This talk, which I only listened to, about the
Forbin Project’s Google’s systems for back up and restore was fun. It just lets you glimpse little bits of what is obviously an elephant.
Here are the things I enjoyed in the talk, particularly the first two.
- He hinted that they can use encryption key management to delete customer data without the bother of erasing all the backup fragments.
- It’s all about the restore. That’s when the system comes under intense scrutiny. So it must be fast and automated. So much of the design evolved after that pressure became clear to them.
- They replicate, ala RAID 4, the restores across tapes. Bad blocks identified (or suspected) are repaired
- They do regular restore testing (5% ?).
- Replication/redundancy is necessary over many dimensions, not just copies. Geography, mechanism, … but he didn’t enumerate the dimensions.
- He hinted that to speed restores they might use only half tapes, since that reduces seek time. Though if you think about it you’ll see that you can sort the tapes so redundancy blocks are in the 2nd half.
- They do ship data physically.
- Logistics planning is obviously a thing.

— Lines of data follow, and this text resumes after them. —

PR #693, opened 2023-01-21
Ask Dependabot to bump actions

jeffwidman:
I noticed some of our GitHub action workflows are throwing deprecation warnings...

Let's have Dependbot open PR's to bump them whenever they're outdated.

We could also enable it for watching our Python deps, but that may be more controversial, so that can be done as a follow-on PR if there's interest.


StephenSorriaux (approved):
Great idea! Thank you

I would have loved to get a brief overview of the API they deliver to the systems that utilizes their services. Particularly the introductory material that outlines the contracts you can negotiate via configuration and what then are your responsibilities as a user of the services. There are some very slight hints about that, but not much.
The multi-dimensional aspect to redundancy got me to wondering if they have a backup exchange agreement with other big Sky Net operators.
The talk and questions is an hour and fifteen minutes.